Oscar Garnica has a graduate degree in Physics (B.S. in Physics and M.S. in Electrical Engineering), and a Ph.D. in Physics (Program in Computer Science). He has about 14 years of experience in the fields of circuit and systems design, and asynchronous and power-aware processors. Currently, he is an Associate Professor in the Department of Computer Architecture and System Engineering at Universidad Complutense de Madrid (UCM). He belongs to the Group of Architecture and Technology of Computing Systems (ArTeCS). Previously he has held several positions as Assistant Professor in the UCM, and ASIC Design Engineer in Lucent Technologies Bell Labs Innovations, Agere Systems Inc., and LSI Logic Inc. developing high-speed circuits for the telecommunication market. Currently his research interests include processor design with special emphasis on the application of novel timing methodologies, memory hierarchy optimization and management, thermal-aware designs, and the application of Bio-inspired optimization techniques in CAD problems.
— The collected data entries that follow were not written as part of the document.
PR #711, opened 2023-06-27
Documentation of the ite relations

Halbaroth:
This PR add a documentation of the implementation of `ite_rel`.
As Basile explained this theory simplify an ite `t` of the form `ite(cond, b1, b2)` and whose the condition `cond` is assumed in the current context by adding equation `t = b1` or `t = b2` according to the truth value of `cond`.

I noticed that `ite_rel` does this simplification only for predicate condition. I don't know if there is actually other cases.

### DIFF
--- a/src/lib/reasoners/ite_rel.ml
+++ b/src/lib/reasoners/ite_rel.ml
@@ -56,12 +56,12 @@ module TB =
 
 (* The present theory simplifies the ite t of the form
     ite(pred, t1, t2)
-   where pred is an assumed predicate by adding the equation
+   where pred is an assumed predicate by introducing the equation
    t = t1 or t = t2 according to the truth value of pred. *)
 
 type t = {
   pending_deds      : Ex.t ME2.t;
-  (* Map of pending deducations to their explanation. A deduction is just
+  (* Map of pending deductions to their explanation. A deduction is just
      an equation of the form t = b where t is an ite and b is one of its
      branches. *)
 
--- a/src/lib/reasoners/ite_rel.ml
+++ b/src/lib/reasoners/ite_rel.ml
@@ -97,7 +97,7 @@ let add_to_guarded p s t mp =
   let st = try ME.find p mp with Not_found -> SE2.empty in
   ME.add p (SE2.add (s, t) st) mp
 
-(* Check if the condition of the ite t is an assumed predicate. If do so,
+(* Check if the condition of the ite t is an assumed predicate. If so,
    select the appropriate branch b of the ite and produce the deduction t = b.
    Otherwise save the if and else branches of t in order to retrieve them
    quickly in the assume function. *)
--- a/src/lib/reasoners/ite_rel.ml
+++ b/src/lib/reasoners/ite_rel.ml
@@ -54,28 +54,37 @@ module TB =
         if c <> 0 then c else Stdlib.compare b1 b2
     end)
 
-(* The present theory simplifies the ite t of the form
+(* The present theory simplifies the ite terms t of the form
     ite(pred, t1, t2)
    where pred is an assumed predicate by introducing the equation
    t = t1 or t = t2 according to the truth value of pred. *)
 
 type t = {
   pending_deds      : Ex.t ME2.t;
-  (* Map of pending deductions to their explanation. A deduction is just
-     an equation of the form t = b where t is an ite and b is one of its
-     branches. *)
+  (* Map of pending deductions to their explanation. A deduction is an equation
+     of the form t = b where t is an ite term and b is one of its branches.
+     A deduction is added to pending_deds if the condition of the ite term
+     is entailed by the current state of the solver. If so, the appropriate
+     branch is selected according to the truth value of the condition. *)
 
   guarded_pos_deds  : SE2.t ME.t;
-  (* Map of the conditions to the if branches. *)
+  (* Map of the condition of ite terms to its if branch.
+     This map contains only condition that was not entailed yet by the
+     current state of the solver during the registration of the ite term. *)
 
   guarded_neg_deds  : SE2.t ME.t;
-  (* Map of the conditions to the else branches. *)
+  (* Map of the condition of ite terms to its else branch.
+     This map contains only condition whose the negation was not entailed yet
+     by the current state of the solver during the registration of the ite
+     term. *)
 
   assumed_pos_preds : Ex.t ME.t;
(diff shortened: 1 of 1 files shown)


src/lib/reasoners/ite_rel.ml
```diff
@@ -54,21 +54,37 @@ module TB =
...
-    assumed_neg_preds = ME.empty;
-  }
+(* The present theory simplifies the ite t of the form
+    ite(pred, t1, t2)
+   where pred is an assumed predicate by adding the equation
+   t = t1 or t = t2 according to the truth value of pred. *)
+
+type t = {
+  pending_deds      : Ex.t ME2.t;
+  (* Map of pending deducations to their explanation. A deduction is just
```
bclement-ocp: What does "pending" mean? My intuition is that this a deduction that is true under the corresponding explanation, and the explanation is assumed to be true in the current context, is that accurate?

bclement-ocp:
```suggestion
  (* Map of pending deductions to their explanation. A deduction is just
```

src/lib/reasoners/ite_rel.ml
```diff
@@ -54,21 +54,37 @@ module TB =
...
+     an equation of the form t = b where t is an ite and b is one of its
+     branches. *)
+
+  guarded_pos_deds  : SE2.t ME.t;
+  (* Map of the conditions to the if branches. *)
+
+  guarded_neg_deds  : SE2.t ME.t;
+  (* Map of the conditions to the else branches. *)
```
bclement-ocp: Do these contain `condition → if` and `condition → else` mappings for all the ite that we have seen, or only for the ites that are currently true?

I see the range is `SE2.t`; is the other component of the pair the corresponding ite (so that `c` maps to the pair `((ite c t e), t)` in `guarded_pos_deds` and to the pair `((ite c t e), e)` in `guarded_neg_deds`?

src/lib/reasoners/ite_rel.ml
```diff
@@ -81,6 +97,10 @@ let add_to_guarded p s t mp =
   let st = try ME.find p mp with Not_found -> SE2.empty in
   ME.add p (SE2.add (s, t) st) mp
 
+(* Check if the condition of the ite t is an assumed predicate. If do so,
```
bclement-ocp: What does "an assumed predicate" here? Is it "a predicate entailed by the current state"?

bclement-ocp:
```suggestion
(* Check if the condition of the ite t is an assumed predicate. If so,
```

src/lib/reasoners/ite_rel.ml
Halbaroth: Some deductions are produced when we add the ite with `add`. This happened if we know its condition is true or false because we assumed it before with the function `assume`. 
All the pending deductions are returned by the function `assume`.

The explanation `ex` comes from the explanation introduced by the predicate in `assume`.

We can rename this field. I agree the name isn't appropriate since the pending map is never flushed.

src/lib/reasoners/ite_rel.ml
Halbaroth: I am not totally sure. We should check what is the semantic of the assume function in `Sig_rel.RELATION`. By assumed predicate, I mean predicate that appears once in the argument of the assume function in `Ite_rel`.

src/lib/reasoners/ite_rel.ml
Halbaroth: `guarded_pos_deds` contains all the if branch of ite terms whose the truth value of the condition was unknown when we registered the ite with the function `add`.

Strangely, `assume` doesn't remove the branches in these caches when the condition is finally assumed.

src/lib/reasoners/ite_rel.ml
bclement-ocp: This is a documentation PR, it should not change any names.

From what you are saying, I understand that a "pending deduction" is a deduction that is true in the current model, associated with the explanation that made it true? If so we should add the info to the doc of `pending_deds` (saying that "`pending_deds` is the map of pending deductions to their explanations" is not very useful to understand the code if we don't explain what a "pending deduction" is).

src/lib/reasoners/ite_rel.ml
bclement-ocp: OK, yeah, I *think* that is the case then but not 100% sure. Maybe add the info that "assumed predicate" means "predicate that appears in the argument of `assume`", that is already useful, and we will understand when `assume` is called later then.

src/lib/reasoners/ite_rel.ml
bclement-ocp: Thanks for the clarification We should add that info to the doc then :)

bclement-ocp:
> I noticed that ite_rel does this simplification only for predicate condition. I don't know if there is actually other cases.

Can you clarify what you mean by this?

src/lib/reasoners/ite_rel.ml
bclement-ocp: More precisely I believe that the predicates that `assume` gets called on are predicates entailed by the current state, but I do not know whether all predicates that have been either asserted or learnt result in a call to `assume`.

src/lib/reasoners/ite_rel.ml
Halbaroth: Ok ;)

Halbaroth:
I improved the documentation. Should be better now :)

Halbaroth:
> > I noticed that ite_rel does this simplification only for predicate condition. I don't know if there is actually other cases.
> 
> Can you clarify what you mean by this?

Sure :) I meant the module considers only ite terms whose the condition is a predicate. I don't know if we allow a condition to be something else. Since this module is currently dead code, we cannot know if there were ite terms whose the condition was a boolean term but wasn't a predicate in the previous codebase.

bclement-ocp (approved):
Looks good, thanks for going through the code!

I think that boolean terms and predicates are the same type now? But it does look like equalities/disequalities (i.e. non-`Pred` `lit_view`) are not handled by the theory rn.

Halbaroth:
> Looks good, thanks for going through the code!
> 
> I think that boolean terms and predicates are the same type now? But it does look like equalities/disequalities (i.e. non-`Pred` `lit_view`) are not handled by the theory rn.

It should be but anyway :)

PR #712, opened 2023-06-28
Make Dolmen ignore the "shawoding" warning

hra687261:
Many files from the SMT-LIB benchmarks have (intentional or not) shadowing.
Allowing the warning pollutes the output.


hra687261:
The CI failure is not caused by the changes of the PR

bclement-ocp (commented):
If I remember correctly, I left it here because the legacy frontend had the same warnings, but I'm fine with removing them. I have already made my position known on "cleanliness" warnings for what is often generated code.

bclement-ocp (approved):

PR #714, opened 2023-06-29
Create timers

### LINKED ISSUE #709: Wrong timer in ite_rel

Halbaroth:
This PR adds a separated timer for the ite theory. Since the ite_rel is actually deadcode, since modification has no effect on the behaviour of Alt-Ergo.


hra687261 (approved):

bclement-ocp:
Note: "the ite_rel is actually deadcode" is what we supposed at the time but turned out to not actually be true.

PR #717, opened 2023-06-30
Use --enable-theories instead of --enable-preludes

### LINKED ISSUE #673: Decide between `--enable-preludes` and `--enable-theories` for 2.5.0
Should I name it `--enable-preludes` or `--enable-theories`? I think if we plan on going ahead with renaming to `--enable-theories` it is better to call it `--enable-theories` immediately, would avoid having to deprecate one more option, even though I feel a bit icky about the name if it only affects prelude theories

_Originally posted by @bclement-ocp in https://github.com/OCamlPro/alt-ergo/pull/650#discussion_r1231300706_

bclement-ocp:
This patch removes the `--enable-preludes` and `--disable-preludes` flags that leak implementation details and replaces them with `--enable-theories` and `--disable-theories` flags that are more user-friendly.

The flags `--no-ac` and `--disable-adts` are now deprecated aliases for `--disable-theory ac` and `--disable-theory adt`, respectively.

The `--disable-default-preludes` flag has been removed, because it would be confusing for users to have a `--disable-default-theories` flag that only disables the prelude theories, ADT, and AC but not other theories such as bitvectors. In the future, we should migrate all the theories to the `--enable-theory` / `--disable-theory` flags and then we can reintroduce the flag, which would behave similarly to `--restricted` mode.

Fix #673


Halbaroth (approved):
LGTM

Juan Lanchares Dávila has a graduate degree in Physics (B.S. in Physics and M.S. in Automatic Calculus), a Ph.D. in Physics (Program in Computer Science). He has about 18 years of research experience in the field of Systems Design, Evolutionary Computation Techniques and Asynchronous and Power Aware Processors. Currently, he is an Associate Professor in Computer Architecture and Technology in the Department of Computer Architecture and System Engineering at Complutense University of Madrid (Madrid, Spain). He belongs to the Group of Architecture and Technology of Computing Systems (ArTeCS). Over the last years, he has published papers and works on the subjects of Evolutionary Computation, Parallel Genetic Algorithms, Multi-FPGA systems design, asynchronous systems and power reduction techniques.
José Ignacio Hidalgo has a graduate degree in Physics (B.S. in Physics and M.S. in Electrical Engineering), a Ph.D. in Physics (Program in Computer Science). He has about 14 years of research experience in the fields of Evolutionary Computation Techniques for Systems Design and optimization and, Asynchronous and Power Aware Processors. Currently, he is an Associate Professor in Computer Architecture and Technology in the Department of Computer Architecture and System Engineering at Complutense University of Madrid (Madrid, Spain), where he served as the academicals secretariat for three years. He belongs to the Group of Architecture and Technology of Computing Systems (ArTeCS). Over the last years, he has published papers and works on the subjects of Evolutionary Computation, Parallel Genetic Algorithms, Multi-FPGA systems design, asynchronous systems and power reduction techniques. He also has reviewed articles for several National and International Journals and Conferences. He currently is Director of CES Felipe II Computer Science Undergraduate School since 2006. He has served also as Guest Editor of an Special Issue on Parallel Architectures and Bioinspired Algorithms of the International Journal of High Performance Systems Architecture. He is also Guest Editor of an Special Issue of Parallel Computing (ParCo) Journal.